100 years ago in D.C.: House passes bill setting Grand Coulee Dam in motion
The Columbia Basin Bill passed the U.S. House, appropriating $150,000 for irrigation projects in central and eastern Washington, the Spokane Daily Chronicle reported on Feb. 19, 1923. (Spokesman-Review archives)Buy a print of this photo
The Columbia Basin Bill passed the U.S. House, appropriating $150,000 for irrigation projects in central and Eastern Washington.
This was not nearly enough to pay for the projects – it was only enough to investigate the feasibility of such projects.
Still, it was considered a victory for irrigation boosters throughout the region.

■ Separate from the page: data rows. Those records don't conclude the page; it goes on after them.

PR #419, opened 2016-02-24
Dockerfile: use the JRE image, not JDK

unclejack:
This PR switches the Dockerfile image to the JRE image from the JDK. This reduces the size of the final image by 331 MB because it doesn't have to pull some of those big layers from the JDK image.

The number of layers has also been reduced through this change.

### DIFF
--- a/Dockerfile
+++ b/Dockerfile
@@ -1,13 +1,14 @@
-FROM java:8-jdk
+FROM java:8-jre
 MAINTAINER Gabe Conradi <gabe@tumblr.com>
-
-RUN apt-get update && apt-get install -y zip unzip && rm -r /var/lib/apt/lists/*
 
 # Solr cores should be stored in a volume, so we arent writing stuff to our rootfs
 VOLUME /opt/collins/conf/solr/cores/collins/data
 
 COPY . /build/collins
-RUN cd /build && \
+RUN apt-get update && \
+    apt-get install --no-install-recommends -y openjdk-8-jdk zip unzip && \
+    rm -r /var/lib/apt/lists/* && \
+    cd /build && \
     export ACTIVATOR_VERSION=1.3.7 && \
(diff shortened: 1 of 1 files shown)


byxorna:
@unclejack nice! Curious why this actually results in a smaller size image; the only difference I see between the JRE and JDK dockerfiles is that jdk installs `openjdk-8-jdk="$JAVA_DEBIAN_VERSION"`, and the jre installs `openjdk-8-jre-headless="$JAVA_DEBIAN_VERSION"`, and the JDK image comes from `buildpack-deps:jessie-scm` instead of `buildpack-deps:jessie-curl`. Wont argue with success though!

LGTM!

unclejack:
@byxorna There are a few reasons behind this reduction in size. First off, the fact that I'm cleaning up the temporary folders in the root directory saves about ~389 megabytes from the final image. This was something I've discovered after mentioning that original 331 MB reduction in size as those got even bigger since the last image was pushed to the Hub (that's what I was comparing to when reporting my results).
Another difference in size comes from the fact that the JDK image is also installing some other packages such as mercurial, git, openssh-client, bzr and subversion.

byxorna:
@unclejack huge :+1:. I didnt think that the ivy cache would persist somewhere permanent, instead of something like `/var/tmp`. @Primer42 merge this in!

Primer42:
Looks awesome - thanks @unclejack

unclejack:
@byxorna @Primer42 I've pushed an update. The resulting image is just 422 MB now. The layer which contains the result of the build is now just 110.5 MB; this layer was 368 MB before.

byxorna:
@unclejack impressive. @Primer42 ship this before @unclejack ports collins to a unikernel!

Primer42:
Hi @unclejack - would you mind signing our CLA before we merge this?
https://github.com/tumblr/collins/blob/master/CONTRIBUTING.md#contributor-license-agreement-cla
I know it isn't a large change, just would rather be safe than sorry with legal-related things like this.
Thanks!

PR #423, opened 2016-03-01
Add support for sensor reading

defect:
`ipmitool sensor list` spits out a long list of sensors, their value and their configured thresholds. `sdr elist all` gives a similar list, but without some of the information so i'd like to add support to grab the full sensors output.

@tumblr/collins


roymarantz:
:+1:  and I guess this answers my comment from the other PR :-)

byxorna:
:+1:

PR #427, opened 2016-03-17
disable PerfData inside container

byxorna:
In containers, /tmp isnt on tmpfs by default, so the default `-XX:+UsePerfData` jvm option really sucks. It creates a huge amount of IO on the rootfs because the `/tmp/hsperfdata_root/1` file keeps changing. (you know... for performance).

Lets nuke that shit. @Primer42 @schallert @roymarantz @maddalab @mschenck @defect

### DIFF
--- a/Dockerfile
+++ b/Dockerfile
@@ -25,5 +25,5 @@ COPY conf/docker conf/
 
 # expose HTTP, JMX
 EXPOSE 9000 3333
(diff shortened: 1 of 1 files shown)


Primer42:
LGTM

byxorna:
@Primer42 bump

Issue #422, opened 2016-03-01
gen_passwords.sh is not generating correct hashes


MrRagnar:
I have generated a user and password-hash and put them in the users.yml file but I keep getting
"**Unable to login Invalid username or password**" when I try to login.
Logging in as **blake** with the password **admin:first** works just fine.
To test, I generated the hash for that password using htpasswd:
```
# echo admin:first | htpasswd -i -s -n test
test:{SHA}0sJmRmPZiSG3mjLYl0Zcd1M1W7I=
```
This differs from the hash in the default **users.yml** file:
```
# cat users.conf
blake:{SHA}Xziwl2ZuU/FOR4XXbjOfN7MMRNw=:engineering,infra,ops
```

Am I missing something or is the **gen_passwords.sh** broken? (missing a function to add a salt maybe?)

Primer42:
Hi @MrRagnar 
Sorry for the late response.
I actually just found an old ticket in our backlog.  It looks like whomever generated the password in that users.conf file did not use admin:first for blake.
Did you say that you turned on file authentication using that config and you were able to log in as blake using `admin:first` as the password?
Really what we should probably do is use the correct sha in that users.conf file.  I can try to spend a bit of time verifying this next week.

MrRagnar:
Hello!
This is how my ```authentication.conf``` looks:
```
authentication {
  type = file
  file {
    file.userfile = "conf/users.conf"
  }
}
```
I have tried using both ```conf/users.conf``` and ```users.conf``` as the value for ```file.userfile```

And here is my ```users.conf```:
```
pekka:{SHA}d/F1MzIPfo+jLyxMx/TLH7ZGjkg=:engineering,infra,ops
blake:{SHA}Xziwl2ZuU/FOR4XXbjOfN7MMRNw=:engineering,infra,ops
matt:{SHA}dvxs8ZEUa332uMS+IaPl8PQ8lC4=:engineering,management
test:{SHA}nmZcGi9sch6TRiyn5uSMHgw5/Jg=:none
joeengineer:{SHA}Pkt4VUupqicwPeggw/osIEaGRAw=:engineering
```
Using this config I am able to login using ```blake``` and ```admin:first```.
But not with the account ```pekka```

Primer42:
Sorry, I'm a bit confused.  How did you generate the password sha for pekka?

MrRagnar:
I used ```htpasswd``` with the options ```-s -n```.
[...]

PR #435, opened 2016-04-06
Make blake's password 'admin:first' in the example users.conf files

Primer42:
This makes testing file authentication much easier, since it keeps
blake's password the same in all auth methods

@tumblr/collins

### DIFF
--- a/conf/docker/users.conf
+++ b/conf/docker/users.conf
@@ -1,4 +1,4 @@
-blake:{SHA}Xziwl2ZuU/FOR4XXbjOfN7MMRNw=:engineering,infra,ops
-matt:{SHA}dvxs8ZEUa332uMS+IaPl8PQ8lC4=:engineering,management
-test:{SHA}nmZcGi9sch6TRiyn5uSMHgw5/Jg=:none
-joeengineer:{SHA}Pkt4VUupqicwPeggw/osIEaGRAw=:engineering
+blake:{SHA}0sJmRmPZiSG3mjLYl0Zcd1M1W7I=:engineering,infra,ops
+matt:{SHA}iEPX+SQWIR3p67lj/0zigSWTKHg=:engineering,management
+test:{SHA}wl9ZhfKrY7rrJAii19vHnY8p0C8=:none
+joeengineer:{SHA}ymZn9lDgRKU/m3cNg1Lm5CjEtGQ=:engineering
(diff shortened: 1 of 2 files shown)


roymarantz:
:+1:

byxorna:
I dont follow... isnt the password already 'admin:first'? I know a simple `docker run -p 9000:9000 tumblr/collins` lets me log in with `blake` `admin:first`.

Primer42:
@byxorna - `default` auth is not file auth - it's a weird in-memory database setup. 

https://github.com/tumblr/collins/blob/master/conf/authentication.conf#L3
http://tumblr.github.io/collins/configuration.html#authentication
https://github.com/tumblr/collins/blob/master/app/collins/util/security/MixedAuthenticationProvider.scala#L18

Take a look at [this issue comment](https://github.com/tumblr/collins/issues/422#issuecomment-206418780) for a full explanation, but the hash in the example `users.conf` files does not actually match the hash of `admin:first`

Primer42:
Actually, I just looked at the mock authentication provider - it doesn't seem like any of the examples in users.conf match.  I'm going to make all of them match, so I don't think we know what these passwords are anymore.

Primer42:
Thinking about it, I'm not sure if this is the right approach.  We may be better off having different passwords, and documenting what they are, so that people can turn on file auth and immediately know if it's working or if its still hitting the mock auth provider.  I think both options have benefits and downsides, and I'm not sure which is best....

byxorna:
@Primer42 what i think is more likely is that the algorithm that your X year newer htpasswd is using is different than what was used when generating these files originally.

Primer42:
@byxorna see [the comment I linked to](https://github.com/tumblr/collins/issues/422#issuecomment-206418780) - it's not doing anything complicate (base64 of a sha1), I tested with the raw scala code.  And I turned on file auth with this file, and I could not log in as blake.  This is definitely a different password.

Primer42:
**bump**

byxorna:
I like having some well documented users/pws on the getting started wiki (and make clear the roles they are in as well). I.e. `root`, `opsuser`, `joeuser`, etc.

Primer42:
Hahaha
http://tumblr.github.io/collins/index.html#quickstart
The passwords are documented, in Authentication in that section.
So I think what we need to do is just make the docs better, and put this in a more logical place.

PR #440, opened 2016-04-13
add /usr array of java_home locations

davidblum:
open-jdk-1.8 for centos 6 installs into `/usr/bin/java`.  Adding `/usr` to the JAVA_HOME array lets it find it easily.


Primer42:
LGTM
@tumblr/collins - any thoughts about this?

roymarantz:
It does JAVA_HOME=/usr is correct for that RPM :+1:

PR #447, opened 2016-05-04
let your $PATH do all the work

byxorna:
Make the out of the box config work if you have ipmitool in another place in your path.

@Primer42 @schallert @defect @roymarantz

### DIFF
--- a/support/ruby/consolr/lib/consolr/runners/ipmitool.rb
+++ b/support/ruby/consolr/lib/consolr/runners/ipmitool.rb
@@ -4,11 +4,7 @@ module Consolr
   module Runners
     class Ipmitool < Runner
       def initialize config
-        @ipmitool = if config.empty?
-                      '/usr/bin/ipmitool'
-                    else
-                      config
-                    end
+        @ipmitool = config.empty? ? 'ipmitool' : config
       end
 
       def can_run? node


schallert:
LGTM. Unless we think there's other changes we want to pull in we can probably bump the version here as well, or we can do that on our end before we publish.

Primer42:
LGTM - yeah it would be nice if you bumped the version.

roymarantz:
I'm not a big fan of this.  The default is a pretty standard place for ipmitool and if you want something special, you can, and IMO, should hack the config.  I don't feel that strongly about it, so if I'm in the minority that ignore my dislike.  In general I prefer having the path specified so "everyone" gets the same value.

byxorna:
@Primer42 i wanted the upstream maintainers to make the decision about when to release a new version :)

@roymarantz i would rather not make assumptions about where a tool is located. For example, installing `ipmitool` via brew in OS X places it in `/usr/local/bin/ipmitool`. The $PATH is there exactly to provide this looseness

roymarantz:
@byxorna while that is true, my preference is for the config to be the source of truth about rather than my personal environment.  I've found that my environment often differers from other people's and even each project needs a different environment.  We are not likely to convince each other to change our minds, so we can continue to differ :-)  As I said, I don't have an issue if this is merged or not.

byxorna:
@roymarantz you can still override in the config. This change only makes the _default_ executable sans path. You are still free to set in the config whatever path to a binary you would like.

byxorna:
@Primer42 bump

PR #275, opened 2022-11-03
replace inline kafka ca.

morvencao:
ref: https://github.com/stolostron/backlog/issues/26300

### DIFF
--- a/operator/config/samples/transport/deploy_kafka.sh
+++ b/operator/config/samples/transport/deploy_kafka.sh
@@ -66,7 +66,7 @@ bootstrapServers=$(kubectl get kafka kafka-brokers-cluster -n kafka -o jsonpath=
 kubectl get kafka kafka-brokers-cluster -n kafka -o jsonpath='{.status.listeners[1].certificates[0]}' > $currentDir/kafka-cert.pem
 kubectl create secret generic ${transportSecret} -n $TARGET_NAMESPACE \
     --from-literal=bootstrap_server=$bootstrapServers \
-    --from-file=CA=$currentDir/kafka-cert.pem
+    --from-file=ca.crt=$currentDir/kafka-cert.pem
 
 rm $currentDir/kafka-cert.pem
 echo "transport secret is ready in $TARGET_NAMESPACE namespace!"
--- a/operator/pkg/controllers/addon/manifests/templates/hostedagent/multicluster-global-hub-hosting-agent-deployment.yaml
+++ b/operator/pkg/controllers/addon/manifests/templates/hostedagent/multicluster-global-hub-hosting-agent-deployment.yaml
@@ -28,7 +28,7 @@ spec:
             - --enforce-hoh-rbac=false
             - --transport-type=kafka
             - --kafka-bootstrap-server={{ .KafkaBootstrapServer }}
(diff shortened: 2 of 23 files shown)


operator/config/samples/transport/deploy_kafka.sh
```diff
@@ -66,7 +66,7 @@ bootstrapServers=$(kubectl get kafka kafka-brokers-cluster -n kafka -o jsonpath=
 kubectl get kafka kafka-brokers-cluster -n kafka -o jsonpath='{.status.listeners[1].certificates[0]}' > $currentDir/kafka-cert.pem
 kubectl create secret generic ${transportSecret} -n $TARGET_NAMESPACE \
     --from-literal=bootstrap_server=$bootstrapServers \
-    --from-file=CA=$currentDir/kafka-cert.pem
+    --from-file=ca.crt=$currentDir/kafka-cert.pem
```
yanmxa, line 69: Since we update the transport secret key `CA` to  `ca.crt`. This line should also be changed to `ca.cert`
https://github.com/stolostron/multicluster-global-hub/blob/f1a14473f00d849364bf77b00ab43cf3747c7fea/operator/pkg/utils/utils.go#L100

operator/pkg/controllers/addon/manifests/templates/hostedagent/multicluster-global-hub-hosting-agent-deployment.yaml
```diff
@@ -28,7 +28,7 @@ spec:
             - --enforce-hoh-rbac=false
             - --transport-type=kafka
             - --kafka-bootstrap-server={{ .KafkaBootstrapServer }}
-            - --kafka-ssl-ca={{ .KafkaCA }}
+            - --kafka-ssl-ca=path=/kafka-ca/ca.crt
```
yanmxa, line 31: How about mounting the Kafka secret `ca.cert` to the operator deployment? I'm not sure if this is a good idea.

operator/config/samples/transport/deploy_kafka.sh
morvencao: already updated that, see: https://github.com/stolostron/multicluster-global-hub/pull/275/files#diff-ff8fd2296cfd658ed6708d8e58d8e3ac804532b5ae0917d43d44492606b27abb

operator/pkg/controllers/addon/manifests/templates/hostedagent/multicluster-global-hub-hosting-agent-deployment.yaml
morvencao: Since we finally need to let the manager and agent to mount the kafka, the operator just checks what is provided in MGH CR(transport-secret) and pass it to manager and agent.

Image a case, where a user install operator, but no kafka secret and MGH CR are created yet, the operator will not be started.

yanmxa: Yes! It's important to keep the transport information in the MGH CR, not operator.

clyang82:
It looks good for me. Please @yanmxa take another look.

The chairman of the local Columbia Basin project committee said he was “surprised at how little opposition that the bill faced.”
The Senate had already passed a similar bill, and the two bills might have to be reconciled. Yet legislators predicted it would be dealt with quickly and presented without much delay to President Warren G. Harding.
From the cigarette beat: An editorial in the Spokane Daily Chronicle admitted that cigarettes were bad for the health, bad for the nerves, a waste of money and a fire hazard.
The only thing worse? A statewide ban of cigarettes, as proposed by two Spokane state legislators.
The editors argued that it would tend to undermine another total ban – the prohibition of liquor.
“To place on the books at this time an absurdly drastic measure punishing every man who is found with a cigarette in his pocket is to double the opposition of all forms of prohibition – indeed, it is to weaken and discredit all the laws of Washington,” said the editors. “The most rampant enemy of the Volstead Act (Prohibition) could ask nothing better than the chance to enlist all the cigarette smokers of the nation in his fight for what he calls ‘personal liberty.’ ”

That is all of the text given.